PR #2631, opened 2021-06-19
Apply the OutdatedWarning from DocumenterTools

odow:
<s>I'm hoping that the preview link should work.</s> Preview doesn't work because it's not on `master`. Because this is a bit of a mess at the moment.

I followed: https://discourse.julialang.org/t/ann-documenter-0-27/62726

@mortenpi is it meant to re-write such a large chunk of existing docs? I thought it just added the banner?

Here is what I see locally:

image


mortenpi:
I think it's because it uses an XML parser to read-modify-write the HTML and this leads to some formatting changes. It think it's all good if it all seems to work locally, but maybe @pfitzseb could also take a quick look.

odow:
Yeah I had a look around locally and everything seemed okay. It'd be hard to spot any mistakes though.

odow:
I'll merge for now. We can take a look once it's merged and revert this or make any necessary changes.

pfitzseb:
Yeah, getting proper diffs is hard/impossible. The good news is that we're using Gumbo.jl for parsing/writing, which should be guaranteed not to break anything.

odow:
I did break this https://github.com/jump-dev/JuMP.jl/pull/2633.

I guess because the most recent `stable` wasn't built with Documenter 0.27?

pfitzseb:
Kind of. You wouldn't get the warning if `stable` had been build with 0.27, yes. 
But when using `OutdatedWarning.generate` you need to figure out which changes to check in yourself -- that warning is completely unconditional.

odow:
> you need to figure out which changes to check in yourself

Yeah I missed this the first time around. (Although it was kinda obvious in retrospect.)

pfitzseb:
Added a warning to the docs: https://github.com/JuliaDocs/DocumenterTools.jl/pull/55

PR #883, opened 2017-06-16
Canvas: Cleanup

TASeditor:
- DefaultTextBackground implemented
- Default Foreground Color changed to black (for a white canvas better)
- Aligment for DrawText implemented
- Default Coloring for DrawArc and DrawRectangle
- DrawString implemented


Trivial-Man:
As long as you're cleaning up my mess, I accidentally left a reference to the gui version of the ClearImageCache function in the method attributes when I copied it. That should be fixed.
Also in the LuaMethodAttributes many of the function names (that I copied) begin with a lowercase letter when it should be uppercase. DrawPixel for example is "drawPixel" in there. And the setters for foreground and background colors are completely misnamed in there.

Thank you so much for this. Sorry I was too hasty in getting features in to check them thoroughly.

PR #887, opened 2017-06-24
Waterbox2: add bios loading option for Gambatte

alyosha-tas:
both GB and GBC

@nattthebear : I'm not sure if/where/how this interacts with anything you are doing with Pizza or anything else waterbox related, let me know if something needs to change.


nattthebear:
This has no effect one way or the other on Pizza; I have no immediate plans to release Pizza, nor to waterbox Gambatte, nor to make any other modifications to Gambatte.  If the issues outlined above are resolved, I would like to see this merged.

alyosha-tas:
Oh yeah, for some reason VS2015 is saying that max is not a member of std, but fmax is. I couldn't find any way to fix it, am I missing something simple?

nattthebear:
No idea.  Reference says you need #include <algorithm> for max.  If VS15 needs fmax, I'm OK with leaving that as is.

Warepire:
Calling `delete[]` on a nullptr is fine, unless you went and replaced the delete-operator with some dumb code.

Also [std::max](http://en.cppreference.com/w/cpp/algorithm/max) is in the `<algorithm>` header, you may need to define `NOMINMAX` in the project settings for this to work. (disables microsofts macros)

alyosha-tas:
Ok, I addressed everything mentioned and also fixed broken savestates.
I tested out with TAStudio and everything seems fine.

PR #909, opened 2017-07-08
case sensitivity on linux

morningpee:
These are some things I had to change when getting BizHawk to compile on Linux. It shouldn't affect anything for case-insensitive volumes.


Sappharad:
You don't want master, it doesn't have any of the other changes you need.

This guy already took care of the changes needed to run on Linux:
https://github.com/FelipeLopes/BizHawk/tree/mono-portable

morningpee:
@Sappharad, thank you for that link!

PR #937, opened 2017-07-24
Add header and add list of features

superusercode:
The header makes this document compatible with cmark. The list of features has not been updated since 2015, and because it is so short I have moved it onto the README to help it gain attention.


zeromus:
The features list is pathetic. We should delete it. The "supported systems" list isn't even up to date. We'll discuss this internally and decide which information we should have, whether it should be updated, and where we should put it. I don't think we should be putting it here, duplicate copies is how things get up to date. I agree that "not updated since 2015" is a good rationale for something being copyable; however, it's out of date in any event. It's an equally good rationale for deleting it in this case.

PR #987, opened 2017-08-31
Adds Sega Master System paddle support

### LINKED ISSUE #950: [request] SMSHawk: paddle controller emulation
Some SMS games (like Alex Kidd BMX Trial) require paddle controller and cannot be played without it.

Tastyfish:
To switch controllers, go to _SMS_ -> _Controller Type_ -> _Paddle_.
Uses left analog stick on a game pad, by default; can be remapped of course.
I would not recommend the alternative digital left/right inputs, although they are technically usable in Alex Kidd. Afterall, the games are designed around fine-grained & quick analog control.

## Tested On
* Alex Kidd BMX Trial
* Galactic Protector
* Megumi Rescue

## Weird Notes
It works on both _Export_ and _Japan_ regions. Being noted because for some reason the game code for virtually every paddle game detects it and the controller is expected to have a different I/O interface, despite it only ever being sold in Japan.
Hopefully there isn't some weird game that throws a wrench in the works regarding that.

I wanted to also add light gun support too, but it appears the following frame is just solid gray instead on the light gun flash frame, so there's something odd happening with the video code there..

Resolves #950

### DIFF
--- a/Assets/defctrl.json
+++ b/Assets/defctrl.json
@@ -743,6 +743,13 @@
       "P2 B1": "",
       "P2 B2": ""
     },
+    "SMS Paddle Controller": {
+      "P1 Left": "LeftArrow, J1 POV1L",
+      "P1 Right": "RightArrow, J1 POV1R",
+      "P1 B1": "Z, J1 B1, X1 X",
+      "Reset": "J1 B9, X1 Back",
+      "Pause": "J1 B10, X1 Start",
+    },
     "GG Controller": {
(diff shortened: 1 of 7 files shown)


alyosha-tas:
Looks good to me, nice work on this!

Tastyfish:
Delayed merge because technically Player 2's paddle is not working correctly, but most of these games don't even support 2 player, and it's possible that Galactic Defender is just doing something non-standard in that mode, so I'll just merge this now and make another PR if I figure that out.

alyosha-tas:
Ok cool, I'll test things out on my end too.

## REQUIRED ACTION
Every line with "games" in it should be copied from the entries above.

## TASK RESPONSE
Some SMS games (like Alex Kidd BMX Trial) require paddle controller and cannot be played without it.
I would not recommend the alternative digital left/right inputs, although they are technically usable in Alex Kidd. Afterall, the games are designed around fine-grained & quick analog control.
Delayed merge because technically Player 2's paddle is not working correctly, but most of these games don't even support 2 player, and it's possible that Galactic Defender is just doing something non-standard in that mode, so I'll just merge this now and make another PR if I figure that out.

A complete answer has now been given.